Your task:
For this exercise, please reproduce the records below word for word, from the first line through the line with "Looks alright to".

Data supplied:
PR #836, opened 2016-03-29
xclip:Add copy to system clipboard

jezenielzapanta:


ostera:
Looks alright to me, but I feel it's not very clear what's the difference between the first and second?

Besides that, needs to fix this: https://travis-ci.org/tldr-pages/tldr/builds/119129502#L163

jezenielzapanta:
@ostera sorry if it is too vague. The first example is like selecting the text and pasting it using `middle mouse` button. While the second one is like using `ctrl+c` and can be paste using `ctrl+v`.

waldyrious:
@jezenielzapanta is you explain what the "sel" means in the command description, the meaning may become clearer :) where does the word come from? I'd assume from "selection", but please confirm.

jezenielzapanta:
@waldyrious Yes, it means `-selection clipboard`, there are 3 selections for X windows system, `XA_PRIMARY`, `XA_SECONDARY` and `XA_CLIPBOARD`. If no `-selection` is passed it will default to `XA_PRIMARY`. What's your opinion in writing the difference of the 3? or the first and second examples?

waldyrious:
I suspect we can't explain the differences between the three succinctly enough in a tldr page. Perhaps we could add a link to the description pointing to a good (concise and beginner-friendly) reference on the subject?

ostera:
I think we don't need to explain those differences here. If the default behavior is copying it so that you can paste it right after with `Ctrl+V`, then it should be good enough. Merging as is, we can change if we need later.

waldyrious:
I'm planning to take a stab at this later.

PR #837, opened 2016-03-29
git-submodule: Add tldr page for the git-submodule command.

kazmasaurus:
I think this pretty well covers the basics. I'm not including removing a submodule because you use `git-rm` instead of `git-submodule` for that, but I would be happy to add it in if it's something that makes sense here.


igorshubovych:
I like it! LGTM!

felixonmars:
:+1:

PR #838, opened 2016-03-30
added bower to common pages

emileber:
Still related to issue #823. This command page is a lot based on the `npm` common page.

Link to the [bower homepage](http://bower.io/).

### DIFF
--- a/pages/common/bower.md
+++ b/pages/common/bower.md
@@ -1,0 +1,32 @@
+# bower
+
+> A package manager optimized for front-end web development.
+> A package can be a GitHub user/repo shorthand, a Git endpoint, a URL or a registered package.
+
+- Install a project's dependencies, listed in its bower.json:
+
+`bower install`
+
+- Install one or more packages to the bower_components directory:
+
+`bower install {{package}} {{package}}`
+
+- Uninstall packages locally from the bower_components directory:
+
+`bower uninstall {{package}} {{package}}`
+
+- List local packages and possible updates:
+
+`bower list`
+
+- Display help information about a bower command:
+
+`bower help {{command}}`
+
+- Create a bower.json file for your package:
+
+`bower init`
+
+- Install a specific dependency version, and add it to bower.json:
+
+`bower install {{local_name}}={{package}}#{{version}} --save`


pages/common/bower.md
```diff
@@ -0,0 +1,32 @@
+# bower
+
+> A package manager optimized for the front-end web development.
```
waldyrious: I would remove "the" from "the front-end web development".

pages/common/bower.md
```diff
@@ -0,0 +1,32 @@
...
+> A package can be a GitHub shorthand, a Git endpoint, a URL, a registered package.
```
waldyrious: suggestion: "or a registered package". Also, "github shorthand" may not be entirely clear at first. I wonder if we can come up with a more self-evident, yet still concise, expression to mean the same. Any ideas?

pages/common/bower.md
```diff
@@ -0,0 +1,32 @@
...
+
+- Install packages to bower_components directory:
```
waldyrious: suggestion: "to *the* bower_components directory"

pages/common/bower.md
```diff
@@ -0,0 +1,32 @@
...
+
+- Install a specific dependency version, and add it to the bower.json:
+
+`bower install {{local_name}}={{endpoint}}#{{version}} --save`
+
+- List local packages and possible updates:
+
+`bower list`
+
+- Uninstall packages locally from your bower_components directory:
```
waldyrious: Suggestion: "your" --> "the" (for consistency)

waldyrious:
Very nice, thanks! But apart from the inline comments, I'd suggest changing the order of the commands to match the "simple to complex" philosophy described in CONTRIBUTING.md. In fact, I'd pretty much turn the current command order upside down, but as a user of the tool yourself, I'll leave it to you to propose a specific ordering in light of that principle.

pages/common/bower.md
igorshubovych: Just "front-end development" or "web development". "Front-end web development" is a tautology.

emileber: I'll go with "front-end development" as it's the key word with bower. Web development includes the backend which bower doesn't focus on.

ostera: I think `front-end web development` is accurate. From my experience working with web dev, `front-end` is user facing, but the user might be a `back-end` service.

Sure, it's common for recruiters to refer to `front end devs` to people who can juggle some css/js, but being engineers, the semantics of front and back end mean nothing but what is exposed.

Interestingly, by that definition, `front end dev` and `API dev` would be fairly similar :stuck_out_tongue: since an API is the front end of some service.

emileber: I was going to disagree with @igorshubovych but then I tried to find a reference somewhere of front-end development referring to something else than the web (html/css/js) but I couldn't. 

So, could it really be that confusing? What's our final choice?

pages/common/bower.md
emileber: I think I could change the first command example to reflect all the possible cases like so:

```
bower install {{package_name}} {{endpoint}} {{user/package}} {{url}}
```

But then, it almost more confusing. I think I should just remove the "Github shorthand" part since it adds little.

emileber:
For the ordering, I followed the npm command order and it makes sense since it's from the (probably) most used command to the least used/expected to be used and they're almost all as simple. Except for the specific dependency version one, which I could move down to the bottom of the list.

Most of the time, you want to install a new package, install the dependencies of a project or uninstall a package. I could swap list with uninstall.

What do you think?

pages/common/bower.md
```diff
@@ -0,0 +1,32 @@
...
+
+- Display help information about a bower command:
+
+`bower help {{command}}`
+
+- Create a bower.json file for your package:
+
+`bower init`
+
+- Install a specific dependency version, and add it to the bower.json:
```
waldyrious: Either "to bower.json" or "to the bower.json file".

pages/common/bower.md
```diff
@@ -0,0 +1,32 @@
+# bower
+
+> A package manager optimized for front-end web development.
+> A package can be a GitHub shorthand, a Git endpoint, a URL or a registered package.
```
waldyrious: How about "Github user/repo shorthand"?

pages/common/bower.md
```diff
@@ -0,0 +1,32 @@
...
+
+- Install the project dependencies listed in bower.json:
```
waldyrious: I'd suggest "Install a project dependencies listed in its bower.json".

pages/common/bower.md
```diff
@@ -0,0 +1,32 @@
...
+
+`bower install`
+
+- Install packages to the bower_components directory:
```
waldyrious: Could this be clearer as "one or more packages"?

pages/common/bower.md
```diff
@@ -0,0 +1,32 @@
...
+
+`bower install {{endpoint}} {{endpoint}}`
```
waldyrious: "endpoint" is slightly unclear here. Any chance we could use a different token name?

pages/common/bower.md
```diff
@@ -0,0 +1,32 @@
...
+
+- Uninstall packages locally from the bower_components directory:
+
+`bower uninstall {{name}} {{name}}`
```
waldyrious: "name" is vague. Should this be "package_name"?

pages/common/bower.md
emileber: What about `{{package_name}}` or just `{{name}}` as there are to much possibilities to choose from.

emileber:
Ok, with consistency in mind, I'd suggest to use `{{package_name}}` for every command.

pages/common/bower.md
waldyrious: How about `{{package}}`, since we explain in the main description that a package can be specified in several different formats?

pages/common/bower.md
waldyrious: Or maybe {{package}}, see above inline comment.

emileber:
I made the changes.

waldyrious:
Looks great, thanks for bearing with us :)

PR #840, opened 2016-03-30
qemu.md

Cvetomird91:
I added a page for the QEMU emulator. 

It usually is operated though CLI and opens a dialog, native to the OS's GUI, in which virtual machine 
displays are shown.

It may be useful for users, who need to create virtual instances on architectures different than x86 and x64, as it supports PowerPC, MIPS, ARM and quite few other CPU architectures.

Update:
It comes with separate commands for each CPU architecture, e.g. qemu-system-ppc64, qemu-system-i386, qemu-system-arm. This is the reason examples in this markdown file are involving separate commands. With qemu-img you can create a virtual HDD device for any of your virtual machines, e.g. on which you can install a particular OS. 

All of those binaries are usually bundled with the standard QEMU package tha you can install on a Debian/Ubuntu system with for example apt-get.

### DIFF
--- a/pages/common/qemu.md
+++ b/pages/common/qemu.md
@@ -1,0 +1,28 @@
+# qemu
+
+> Generic machine emulator and virtualizer.
+> Supports a large variety of CPU architectures.
+
+- Create disk image with a specific size (in gigabytes):
+
+`qemu-img create {{image_name.img}} {{gigabites}}G`
+
+- Boot from image emulating i386 architecture:
+
+`qemu-system-i386 -hda {{image_name.img}}`
+
+- Boot from image emulating x64 architecture:
+
+`qemu-system-x86_64 -hda {{image_name.img}}`
+
+- Boot QEMU instance with a live ISO image:
+
+`qemu-system-i386 -hda {{image_name.img}} -cdrom {{os-image.iso}} -boot d`
+
+- Specify amount of RAM for instance:
+
+`qemu-system-i386 -m 256 -hda image_name.img -cdrom os-image.iso -boot d`
+
+- Boot from physical device (e.g. from USB to test bootable medium):
+
+`qemu-system-i386 -hda /dev/{{storage_device}}`


pages/common/qemu.md
```diff
@@ -0,0 +1,36 @@
+# qemu
+
+> Generic machine emulator and virtualizer.
+> Supports a large variety of CPU architectures.
+
+- Create disk image with a specific size (in gigabytes):
+
+`qemu-img create {{image_name.img}} {{gygabytes}}G`
```
waldyrious: there's a typo here: "gygabytes" --> "gigabytes"

waldyrious:
Looks great, but is there any chance it can be shortened a bit?

Cvetomird91:
I shortened it with two options. Now they are six. 

I can remove the option to boot from physical bootable storage device
(e.g. in case the user would like to test a bootable USB medium he just created).

I considered to be useful though. :)

waldyrious:
6 examples are ok, thanks! LGTM :+1:

igorshubovych:
I do not know too much about qemu. Why do you have several commands on a single page: `qemu-system-i386`, `qemu-im`, etc?

Cvetomird91:
I updated my initial message here.

igorshubovych:
They are different commands. I suggest they should be listed in different pages.

waldyrious:
I'm not so sure @igorshubovych. Unless each command is as complex and versatile as e.g. git subcommands, it would probably be a disservice to the user to force them to jump between tldr pages rather than presenting a unified summary. @Cvetomird91 what do you say?

igorshubovych:
Well, at least `qemu-img` is quite different from `qemu-system`.

Cvetomird91:
All qemu-system-* commands have almost identical options.

 I just made diffs by comparing the outputs of "qemu-system-mips -help", "qemu-system-i386 -help" and "qemu-system-x86_64 -help" and they have almost the same options. The only differences were options which are specific for the particular CPU architecture. 

I've selected those options because they are most commonly used tasks in the typical workflow with such a hypervisor and were the commands I most commonly looked up when getting into QEMU. 

Those commands include the following steps.

- create a virtual HDD
- fire up a virtual machine by booting installation media (e.g. live Linux USB)
- install a particular operating system on that HDD via the bootable media
- boot the newly installed OS on the virtual HDD

 Those of you that've used VirtualBox can agree that it is used most commonly for these purposes, but the steps are performed through a GUI when using VB, not through CLI. That's the part that can be confusing at the beginning when a person starts using QEMU. ;)

igorshubovych:
What about qemu-img command?

Cvetomird91:
I can create a separate page for it shortly, as system administrators most probably use it to manage Xen/KVM instance storage devices.

I think it's best to stick to the contributions guideline and make the page more suitable for beginners:

> When in doubt, keep new command-line users in mind. Err on the side of clarity rather than terseness.

waldyrious:
That sounds like a good plan @Cvetomird91 and I agree with that reasoning. For me we can merge this as-is.

igorshubovych:
Thank you!

PR #842, opened 2016-03-31
replace − with dash(-)

pindexis:
fix some commands templates


igorshubovych:
Thanks for the fix!
11BAxHG7paxJcI

PR #843, opened 2016-04-01
Sftp

smevawala:
Added an example for pulling folders.

### DIFF
--- a/pages/common/sftp.md
+++ b/pages/common/sftp.md
@@ -20,6 +20,10 @@
 
 `put {{/path/local_file}}`
 
+- Transfer remote file to the local system recursively (works with `put` too):
+
+`get -R {{/path/remote_file}}`
+
 - Get list of files on local machine:
 
 `lls`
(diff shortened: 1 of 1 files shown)


waldyrious:
This page is getting rather large. We usually recommend 5-6 examples, and this change bumps the page to 7. Perhaps we could remove one of the existing examples in order to add this one? Remember, we only aim to list the most common usages, not provide an exhaustive usage reference.

smevawala:
True, maybe I could delete 'ls' and 'lls' and replace that with '?' which loads a list of sftp commands?  I feel as thought the recursive flag is less intuitively explained in that list.

waldyrious:
I don't regularly use sftp myself, so I'll let others comment on your proposal. Pinging @igorshubovych @ostera @rubenvereecken @rprieto @felixonmars

igorshubovych:
It is still 7 examples. I think it is useful and common. LGTM.

felixonmars:
:+1:

PR #844, opened 2016-04-05
Update systemctl.md;Add page of systemd-analyze

responsible:


pages/linux/systemctl.md
```diff
@@ -6,9 +6,9 @@
 
 `systemctl --failed`
 
-- Start/Stop/Restart a service:
+- Start/Stop/Restart/Reloadconfiguration a service:
```
waldyrious: "Reloadconfiguration a service" is not valid English. Can't we reword this?

pages/linux/systemctl.md
```diff
@@ -18,6 +18,10 @@
 
 `systemctl enable/disable {{unit}}`
 
+- Mask/Unmask a unit, make it impossible to start it:
```
waldyrious: I've never used systemctl, so this might be a stupid question, but why would one want to do this? It strikes me as odd, and possibly an unusual action (which wouldn't fit tldr's ethos).

pages/linux/systemd-analyze.md
```diff
@@ -0,0 +1,11 @@
+# systemd-analyze
+
+> Show timing details about the boot process.
```
waldyrious: Perhaps add a short description of what a "unit" is.

pages/linux/systemctl.md
responsible: It can prevent the service to be started on bootup in advance.For example, if you don't want tomcat start automaticlly, you can use `systemctl mask tomcat.service`(it will ln -s '/dev/null' '/etc/systemd/system/tomcat.service),then `systemctl enable tomcat.service` can not take effect. Sometimes, two services boot automaticlly both time will conflict, and we can mask one.

waldyrious: In that case, I'd suggest changing the description to make it clear this is about preventing automatic execution, rather than preventing execution altogether. Or did I get that wrong?

pages/linux/systemd-analyze.md
```diff
@@ -1,6 +1,6 @@
 # systemd-analyze
 
-> Show timing details about the boot process.
+> Show timing details about the boot process(services, mount points, devices, sockets).
```
waldyrious: I'd suggest actually using the word that is going to be used in the tokens, e.g. "unit". Also, this needs a space before the parenthesis :)

pages/linux/systemctl.md
responsible: Agree, it is more clearly.

waldyrious:
LGTM, thanks! :+1:

PR #847, opened 2016-04-14
id: add page

WALL-E:
id - print real and effective user and group IDs


waldyrious:
Thanks for your contribution! Would you care to clarify what "effective" means in this context? Also, I'd suggest using "identity" rather than ID in the description.

ostera:
I think he means `current`. At least that was the output I got when trying the command

waldyrious:
Thanks for the fixes and sorry for the delay!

Expected output:
PR #836, opened 2016-03-29
xclip:Add copy to system clipboard

jezenielzapanta:


ostera:
Looks alright to me, but I feel it's not very clear what's the difference between the first and second?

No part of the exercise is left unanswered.